Exercise goal: Across the entries that follow, work out the number of lines containing the string "being", and state it alone.

[Stored data]
○ ○ ○ ○

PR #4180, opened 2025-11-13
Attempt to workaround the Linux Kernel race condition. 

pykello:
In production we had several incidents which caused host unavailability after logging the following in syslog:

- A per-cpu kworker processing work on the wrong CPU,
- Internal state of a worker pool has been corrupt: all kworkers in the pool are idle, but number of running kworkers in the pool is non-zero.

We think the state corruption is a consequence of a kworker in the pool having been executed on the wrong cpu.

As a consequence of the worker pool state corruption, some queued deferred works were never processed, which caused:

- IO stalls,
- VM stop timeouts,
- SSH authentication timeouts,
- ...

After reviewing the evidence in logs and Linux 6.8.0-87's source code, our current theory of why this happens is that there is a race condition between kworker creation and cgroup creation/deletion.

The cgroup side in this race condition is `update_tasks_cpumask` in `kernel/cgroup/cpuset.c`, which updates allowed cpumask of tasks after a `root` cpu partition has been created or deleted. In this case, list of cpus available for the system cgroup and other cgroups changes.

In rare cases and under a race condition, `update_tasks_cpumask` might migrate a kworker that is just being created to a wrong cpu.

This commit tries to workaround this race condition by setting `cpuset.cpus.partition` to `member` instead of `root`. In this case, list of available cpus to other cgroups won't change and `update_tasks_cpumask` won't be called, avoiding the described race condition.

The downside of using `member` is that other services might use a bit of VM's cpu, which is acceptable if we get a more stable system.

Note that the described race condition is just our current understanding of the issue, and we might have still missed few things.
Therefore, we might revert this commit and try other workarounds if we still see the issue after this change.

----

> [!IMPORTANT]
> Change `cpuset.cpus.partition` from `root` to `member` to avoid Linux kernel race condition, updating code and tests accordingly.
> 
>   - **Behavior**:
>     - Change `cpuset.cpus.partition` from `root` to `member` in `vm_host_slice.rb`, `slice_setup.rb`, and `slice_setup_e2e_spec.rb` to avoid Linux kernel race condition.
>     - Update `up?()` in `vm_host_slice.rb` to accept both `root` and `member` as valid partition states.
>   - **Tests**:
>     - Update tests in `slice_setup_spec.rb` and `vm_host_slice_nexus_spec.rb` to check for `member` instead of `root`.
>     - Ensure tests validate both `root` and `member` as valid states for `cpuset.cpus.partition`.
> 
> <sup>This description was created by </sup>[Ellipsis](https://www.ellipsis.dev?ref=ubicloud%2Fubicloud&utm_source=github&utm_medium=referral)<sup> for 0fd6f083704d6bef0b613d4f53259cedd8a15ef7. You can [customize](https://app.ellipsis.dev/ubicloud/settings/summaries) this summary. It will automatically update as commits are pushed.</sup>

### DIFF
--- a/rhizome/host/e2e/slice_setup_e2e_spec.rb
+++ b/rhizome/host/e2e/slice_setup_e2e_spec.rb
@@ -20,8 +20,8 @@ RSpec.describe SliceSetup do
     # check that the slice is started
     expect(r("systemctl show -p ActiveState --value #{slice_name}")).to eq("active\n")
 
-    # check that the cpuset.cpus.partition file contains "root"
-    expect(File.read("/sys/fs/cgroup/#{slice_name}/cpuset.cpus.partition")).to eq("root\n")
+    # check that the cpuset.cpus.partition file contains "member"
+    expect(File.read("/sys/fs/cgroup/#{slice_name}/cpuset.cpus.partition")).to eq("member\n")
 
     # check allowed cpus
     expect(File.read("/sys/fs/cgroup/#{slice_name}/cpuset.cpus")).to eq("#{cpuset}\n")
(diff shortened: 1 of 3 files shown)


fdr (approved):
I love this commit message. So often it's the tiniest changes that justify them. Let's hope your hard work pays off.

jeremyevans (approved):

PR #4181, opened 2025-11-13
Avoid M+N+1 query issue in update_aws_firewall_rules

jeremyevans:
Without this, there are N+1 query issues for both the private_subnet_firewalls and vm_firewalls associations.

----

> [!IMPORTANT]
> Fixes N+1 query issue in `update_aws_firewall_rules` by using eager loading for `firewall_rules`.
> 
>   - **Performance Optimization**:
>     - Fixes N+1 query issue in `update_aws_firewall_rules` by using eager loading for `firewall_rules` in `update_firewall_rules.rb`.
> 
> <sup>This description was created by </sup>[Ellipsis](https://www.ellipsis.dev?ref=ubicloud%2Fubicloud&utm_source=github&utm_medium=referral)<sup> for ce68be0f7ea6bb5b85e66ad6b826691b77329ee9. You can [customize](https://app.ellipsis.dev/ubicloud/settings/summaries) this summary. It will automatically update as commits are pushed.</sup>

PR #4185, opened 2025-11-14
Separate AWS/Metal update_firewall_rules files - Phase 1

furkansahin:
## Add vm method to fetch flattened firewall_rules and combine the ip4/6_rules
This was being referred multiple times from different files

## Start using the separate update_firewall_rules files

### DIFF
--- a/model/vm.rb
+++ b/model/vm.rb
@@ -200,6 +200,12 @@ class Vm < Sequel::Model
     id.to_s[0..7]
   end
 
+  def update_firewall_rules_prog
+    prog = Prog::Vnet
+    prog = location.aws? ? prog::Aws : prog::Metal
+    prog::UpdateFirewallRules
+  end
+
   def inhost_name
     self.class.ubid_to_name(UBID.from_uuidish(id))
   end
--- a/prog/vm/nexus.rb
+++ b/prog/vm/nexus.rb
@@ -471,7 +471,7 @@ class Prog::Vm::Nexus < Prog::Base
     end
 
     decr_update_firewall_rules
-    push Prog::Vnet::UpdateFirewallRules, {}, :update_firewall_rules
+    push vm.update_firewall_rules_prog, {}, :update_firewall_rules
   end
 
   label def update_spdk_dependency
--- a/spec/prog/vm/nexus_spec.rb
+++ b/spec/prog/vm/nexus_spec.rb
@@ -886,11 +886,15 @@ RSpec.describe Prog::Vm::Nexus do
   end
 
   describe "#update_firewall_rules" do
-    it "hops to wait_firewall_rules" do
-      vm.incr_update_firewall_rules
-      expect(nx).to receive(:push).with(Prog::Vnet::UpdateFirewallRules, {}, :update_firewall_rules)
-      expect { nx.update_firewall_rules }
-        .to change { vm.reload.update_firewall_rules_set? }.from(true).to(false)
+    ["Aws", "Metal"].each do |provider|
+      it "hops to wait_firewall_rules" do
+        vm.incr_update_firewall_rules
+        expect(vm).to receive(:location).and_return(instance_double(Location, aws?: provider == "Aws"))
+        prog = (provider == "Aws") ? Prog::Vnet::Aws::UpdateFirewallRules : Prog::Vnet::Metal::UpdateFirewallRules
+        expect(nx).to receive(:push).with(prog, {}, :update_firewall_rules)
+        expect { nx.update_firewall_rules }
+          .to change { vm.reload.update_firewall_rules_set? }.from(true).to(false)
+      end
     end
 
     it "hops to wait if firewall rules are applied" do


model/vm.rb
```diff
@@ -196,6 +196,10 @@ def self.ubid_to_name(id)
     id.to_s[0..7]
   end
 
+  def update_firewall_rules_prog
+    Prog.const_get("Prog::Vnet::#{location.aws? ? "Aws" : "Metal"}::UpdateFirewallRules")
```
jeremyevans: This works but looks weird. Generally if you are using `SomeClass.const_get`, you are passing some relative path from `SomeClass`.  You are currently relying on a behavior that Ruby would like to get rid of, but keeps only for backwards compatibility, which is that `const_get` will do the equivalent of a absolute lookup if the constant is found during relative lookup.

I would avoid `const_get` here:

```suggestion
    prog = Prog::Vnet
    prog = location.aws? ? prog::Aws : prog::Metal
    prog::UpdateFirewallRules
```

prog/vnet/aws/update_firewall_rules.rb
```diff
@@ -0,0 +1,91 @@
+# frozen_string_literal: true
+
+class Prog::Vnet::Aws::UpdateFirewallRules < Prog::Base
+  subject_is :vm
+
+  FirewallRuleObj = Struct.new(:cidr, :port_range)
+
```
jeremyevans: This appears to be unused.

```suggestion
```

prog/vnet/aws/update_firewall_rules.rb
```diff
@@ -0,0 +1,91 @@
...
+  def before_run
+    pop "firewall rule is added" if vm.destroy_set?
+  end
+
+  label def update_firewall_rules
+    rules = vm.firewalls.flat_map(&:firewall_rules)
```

○ ○ ○ ○

Written solution: 2